→ YOUR GOAL: Can you copy the lines from the one that contains "Closed via #348" through the end of the material below, exactly and with nothing else?

+++

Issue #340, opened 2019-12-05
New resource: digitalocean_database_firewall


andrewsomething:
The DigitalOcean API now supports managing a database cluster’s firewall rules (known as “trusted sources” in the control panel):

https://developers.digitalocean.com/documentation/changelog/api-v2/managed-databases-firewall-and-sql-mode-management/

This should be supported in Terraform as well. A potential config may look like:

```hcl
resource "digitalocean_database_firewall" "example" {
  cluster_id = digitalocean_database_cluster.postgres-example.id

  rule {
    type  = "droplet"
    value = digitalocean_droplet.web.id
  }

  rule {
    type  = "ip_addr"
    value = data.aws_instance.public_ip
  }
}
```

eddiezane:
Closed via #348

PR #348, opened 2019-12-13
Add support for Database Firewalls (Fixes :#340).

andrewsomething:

+++

→ ANSWER SECTION:
Closed via #348

PR #348, opened 2019-12-13
Add support for Database Firewalls (Fixes :#340).

andrewsomething:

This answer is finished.